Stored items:
╭──

PR #324, opened 2026-05-06
fix(controller): prevent RestartInProgress condition loss due to stal…

Syspretor:
…e cache race

When the PodReconciler triggers a restart (RecreateRBGOnPodRestart), the RestartInProgress condition was being permanently lost from the RBG status after the restart completed. This caused e2e test "standalone role with restartPolicy" to time out waiting for RestartInProgress=False.

Root cause: a read-modify-write race between two controllers sharing the same RBG status subresource.

1) PodReconciler.setRestartCondition() used the caching client to read the
   RBG before Status().Update(). If the informer cache had not yet synced
   the RBG controller's latest status writes (Ready condition,
   RoleStatuses), the pod controller would overwrite those fields with
   stale data.

2) RoleBasedGroupReconciler.updateRBGStatus() patches status via SSA with
   Force=true. It only checked the API reader for RestartInProgress. If
   the pod controller had not yet committed its write, the condition would
   be absent from the patch and SSA Force=true would remove it from API.

Fixes:
- PodReconciler: add apiReader (non-caching) and use it in setRestartCondition to always read the authoritative API state before updating, avoiding informer cache staleness.
- updateRBGStatus: check both the cached rbg AND the API reader for RestartInProgress (defense-in-depth), only falling back to the API reader when the cache does not have it.

Ancillary reconcile error "workload generation not equal to observed generation" is expected and self-resolving: after the pod controller deletes and recreates a Deployment, the Deployment controller needs time to update ObservedGeneration to match Generation.

fixes #XXXX

## Checklist

### DIFF
--- a/internal/controller/workloads/pod_controller.go
+++ b/internal/controller/workloads/pod_controller.go
@@ -48,14 +48,16 @@ import (
 
 // PodReconciler reconciles a Pod object owned by RBG
 type PodReconciler struct {
-	client client.Client
-	scheme *runtime.Scheme
+	client    client.Client
+	apiReader client.Reader
+	scheme    *runtime.Scheme
 }
 
 func NewPodReconciler(mgr ctrl.Manager) *PodReconciler {
 	return &PodReconciler{
-		client: mgr.GetClient(),
-		scheme: mgr.GetScheme(),
+		client:    mgr.GetClient(),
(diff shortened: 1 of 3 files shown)


cheyang (approved):
/lgtm
/approve

PR #325, opened 2026-05-06
fix: prevent RestartInProgress condition loss during RBG restart

Syspretor:
Fix the e2e test failure "standalone role with restartPolicy" where the RestartInProgress condition disappears from RBG status after a pod-triggered restart completes.

Root Cause
----------
The RestartInProgress condition is lost through a chain of events:

1. PodReconciler sets RestartInProgress=True on RBG status, then calls RecreateWorkload which deletes and recreates the Deployment.

2. RBG controller reconciles (triggered by Deployment change) and calls ConstructRoleStatus. The new Deployment has Generation=1 but ObservedGeneration=0. ConstructRoleStatus detects this mismatch and returns an error: "workload generation not equal to observed generation".

3. constructAndUpdateRoleStatuses receives the error and returns immediately WITHOUT calling updateRBGStatus. The defense-in-depth code that preserves RestartInProgress (from cache or API reader) never executes.

4. This error-retry cycle repeats until the Deployment controller observes the new generation. By the time the RBG controller finally succeeds, the RestartInProgress condition may already be gone from the informer cache.

Changes
-------

1. CRD: add x-kubernetes-list-type: map to all Conditions fields

   Added +listType=map and +listMapKey=type kubebuilder markers to Conditions fields across all 5 CRD types:
   - api/workloads/v1alpha1/rolebasedgroup_types.go
   - api/workloads/v1alpha1/rolebasedgroupset_types.go
   - api/workloads/v1alpha2/rolebasedgroup_types.go
   - api/workloads/v1alpha2/rolebasedgroupset_types.go
   - api/workloads/v1alpha2/coordinatedpolicy_types.go

   Regenerated CRDs with controller-gen v0.17.2. This changes SSA
   behavior from atomic (whole-list replacement) to map (per-entry
   merge by type key), preventing the RBG controller SSA patch
   from overwriting conditions it does not own.

2. ConstructRoleStatus: treat generation mismatch as non-fatal

   pkg/reconciler/deploy_reconciler.go
   pkg/reconciler/sts_reconciler.go
   pkg/reconciler/roleinstanceset_reconciler.go

   Generation mismatch (Status.ObservedGeneration < Generation) is a
   transient state that resolves automatically when the workload
   controller observes the latest spec. Previously it was returned
   as an error, causing constructAndUpdateRoleStatuses to bail out
   before calling updateRBGStatus. Changed to log a V(1) warning and
   return (status, false, nil).

3. constructAndUpdateRoleStatuses: always call updateRBGStatus

   internal/controller/workloads/rolebasedgroup_controller.go

   Removed the "if updateStatus || readyConditionMissing" guard.
   updateRBGStatus is now called on every reconcile, ensuring the
   defense-in-depth RestartInProgress preservation code runs every
   time. The SSA patch is efficient, with map-type conditions it only
   touches fields that have actually changed.

Defense-in-Depth (previous commit)
----------------------------------
The PodReconciler uses apiReader (non-caching) + RetryOnConflict + Status().Update() to set RestartInProgress. updateRBGStatus checks both the cached RBG and the API server to find and preserve the condition before applying the SSA patch.

fixes #XXXX

## Checklist


cheyang (approved):
/lgtm
/approve

PR #329, opened 2026-05-08
fix(rbg): handle inactive pod states (Evicted/Failed) for RBG

Syspretor:
…recreation

Previously, RBG controller only triggered recreation when container restarted or pod was deleted. This missed cases where pods directly entered Failed/Succeeded phase (e.g., Evicted, UnexpectedAdmissionError, Unschedulable).

Changes:
- Add pod inactive detection functions using native Kubernetes IsPodActive:
  - PodBecameInactive: detect state transition from active to inactive
  - IsPodEvicted: detect eviction (supports DisruptionTarget condition)
  - IsPodUnexpectedAdmissionError: detect admission errors
  - IsPodFailedSchedule: detect scheduling failures
  - GetPodInactiveReason: return human-readable inactive reason

- Extend Pod controller trigger conditions:
  - podToRBG now triggers on pod becoming inactive (!IsPodActive)
  - predicate UpdateFunc only captures active→inactive transitions

- Fix RoleInstance controller shouldRecreateInstance:
  - Use kubecontroller.IsPodActive instead of only checking DeletionTimestamp
  - Correctly detect Failed/Evicted pods as inactive

- Add unit tests for all new detection functions (27 test cases)

- Add e2e test cases for inactive pod handling:
  - Evicted pod with RecreateRBGOnPodRestart
  - Failed pod with RecreateRoleInstanceOnPodRestart
  - Inactive pod with RestartPolicy=None (replacement pod creation)
  - Predicate state transition verification

KEP-173: inactive-pod-handling

fixes #XXXX

## Checklist

### DIFF
--- a/internal/controller/workloads/pod_controller.go
+++ b/internal/controller/workloads/pod_controller.go
@@ -256,22 +256,18 @@ func (r *PodReconciler) podToRBG(ctx context.Context, obj client.Object) []recon
 		return []reconcile.Request{}
 	}
 
-	// Original trigger conditions
+	// Dimension 1 triggers ONLY: container restart or pod deletion
+	// Pod Failed (Dimension 2) is handled by RoleInstance Controller through normal reconciliation
 	containerRestarted := utils.ContainerRestarted(pod)
 	podDeleted := utils.PodDeleted(pod)
 
-	// New trigger condition: Pod became Failed (excluding Succeeded per KEP Non-Goals)
-	// Uses native Kubernetes IsPodActive for consistency with ReplicaSet/StatefulSet behavior
-	// Succeeded pods are explicitly excluded as they represent normal completion
-	podBecameFailed := pod.Status.Phase == corev1.PodFailed && pod.DeletionTimestamp == nil
-
-	// Only trigger if any condition is met
-	if !containerRestarted && !podDeleted && !podBecameFailed {
+	// Only trigger if any Dimension 1 condition is met
+	if !containerRestarted && !podDeleted {
 		return []reconcile.Request{}
 	}
 
 	logger := log.FromContext(ctx).WithValues("Pod.Namespace", pod.Namespace, "Pod.Name", pod.Name)
-	logger.V(1).Info("Processing Pod event for reconciliation", "containerRestarted", containerRestarted, "podDeleted", podDeleted, "podBecameFailed", podBecameFailed)
+	logger.V(1).Info("Processing Pod event for reconciliation", "containerRestarted", containerRestarted, "podDeleted", podDeleted)
 
 	var rbg workloadsv1alpha2.RoleBasedGroup
 	// Use apiReader (non-caching) to get the latest RBG status for RestartInProgress check.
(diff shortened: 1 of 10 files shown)


internal/controller/workloads/pod_controller.go
```diff
@@ -314,8 +327,14 @@ func (r *PodReconciler) SetupWithManager(mgr ctrl.Manager, options controller.Op
...
 				_, newExist := newPod.Labels[constants.GroupNameLabelKey]
-				return oldExist && newExist
 
+				if !oldExist || !newExist {
+					return false
+				}
+
+				// Detect Pod state transition from active to inactive
+				// Only trigger on state transition to avoid duplicate triggers on every status update
+				return utils.PodBecameInactive(oldPod, newPod)
```
cheyang: This predicate now only passes `active → inactive` transitions. However, a container restart event keeps the pod in `Running` phase — `IsPodActive` returns true for both old and new pod, so `PodBecameInactive` returns false and the event is silently dropped.

This means the existing `RecreateRBGOnPodRestart` + container restart path is broken: the restart count increment never reaches `podToRBG`.

Consider allowing container restart events through as well:
```go
return utils.PodBecameInactive(oldPod, newPod) || containerRestartCountChanged(oldPod, newPod)
```
Or revert to the broader predicate (`return oldExist && newExist`) and let `podToRBG` do the filtering — the downside is more events enqueued, but it preserves correctness.

pkg/utils/pod_utils.go
```diff
@@ -88,3 +94,100 @@ func ContainerRestarted(pod *corev1.Pod) bool {
...
+	if !podutil.IsPodTerminal(pod) {
+		return false
+	}
+	if pod.Status.Phase != corev1.PodFailed {
+		return false
+	}
+	// Check DisruptionTarget condition (K8s 1.22+)
+	// Native reasons: PreemptionByScheduler, TerminationByKubelet
+	for _, cond := range pod.Status.Conditions {
+		if cond.Type == corev1.DisruptionTarget {
```
cheyang: This only checks condition type presence but not `cond.Status == corev1.ConditionTrue`. In practice DisruptionTarget is usually only added when disruption occurs, but a defensive check on Status would be more robust.

pkg/reconciler/roleinstance/sync/instance_scale.go
```diff
@@ -239,21 +241,23 @@ func shouldRecreateInstance(instance *workloadsv1alpha2.RoleInstance, pods []*v1
...
 		expectedPodCount := getExpectedPodCount(instance)
-		// Calculate active pods (exclude those being deleted).
-		// Pods with DeletionTimestamp != nil are in Terminating state and should not
-		// be counted as active, otherwise the controller may fail to detect pod deletion.
+		// Calculate active pods using native IsPodActive.
+		// Pods with Phase=Failed/Succeeded or DeletionTimestamp!=nil are inactive.
 		activeCount := 0
 		for _, p := range pods {
-			if p.DeletionTimestamp == nil {
+			if kubecontroller.IsPodActive(p) {
```
cheyang: `IsPodActive` treats both `Failed` and `Succeeded` pods as inactive. The KEP Non-Goals state "Do not handle Pod Succeeded state (normal completion)", but this change will trigger recreate when a pod succeeds normally. Is that intentional for RBG workloads, or should Succeeded pods be excluded here?

cheyang (approved):
The refactor cleanly separates the two dimensions of Pod restart handling. The original blocking issue (predicate dropping container restart events) is properly fixed — `ContainerRestartCountChanged` in the predicate solves it elegantly while also reducing unnecessary enqueues.

A few minor notes on the latest iteration:

1. `ContainerRestartCountChanged` uses index-based comparison of `ContainerStatuses` between old and new Pod. In practice Kubernetes guarantees stable ordering for a given pod spec, so this is safe — but it's worth noting in a comment that this relies on stable ordering from kubelet.

2. `ContainerRestartCountChanged` doesn't have a dedicated unit test in `pod_utils_test.go`. It's covered indirectly by the predicate test in `pod_controller_test.go`, but a direct unit test with edge cases (mismatched lengths, patio-runtime skip, etc.) would be good for completeness.

3. `PodBecameInactive` and `PodBecameFailed` are both defined but `PodBecameFailed` doesn't appear to be called anywhere in the current code. If it's reserved for future use, consider marking it with a comment; otherwise it could be removed to reduce dead code.

Overall the Dimension 1/2 separation is well-reasoned and the tests are thorough. LGTM.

╰──

Write out exactly the lines between the start of the entries and the line containing "- updateRBGStatus: check", including that line and the first one.

Answer box:
PR #324, opened 2026-05-06
fix(controller): prevent RestartInProgress condition loss due to stal…

Syspretor:
…e cache race

When the PodReconciler triggers a restart (RecreateRBGOnPodRestart), the RestartInProgress condition was being permanently lost from the RBG status after the restart completed. This caused e2e test "standalone role with restartPolicy" to time out waiting for RestartInProgress=False.

Root cause: a read-modify-write race between two controllers sharing the same RBG status subresource.

1) PodReconciler.setRestartCondition() used the caching client to read the
   RBG before Status().Update(). If the informer cache had not yet synced
   the RBG controller's latest status writes (Ready condition,
   RoleStatuses), the pod controller would overwrite those fields with
   stale data.

2) RoleBasedGroupReconciler.updateRBGStatus() patches status via SSA with
   Force=true. It only checked the API reader for RestartInProgress. If
   the pod controller had not yet committed its write, the condition would
   be absent from the patch and SSA Force=true would remove it from API.

Fixes:
- PodReconciler: add apiReader (non-caching) and use it in setRestartCondition to always read the authoritative API state before updating, avoiding informer cache staleness.
- updateRBGStatus: check both the cached rbg AND the API reader for RestartInProgress (defense-in-depth), only falling back to the API reader when the cache does not have it.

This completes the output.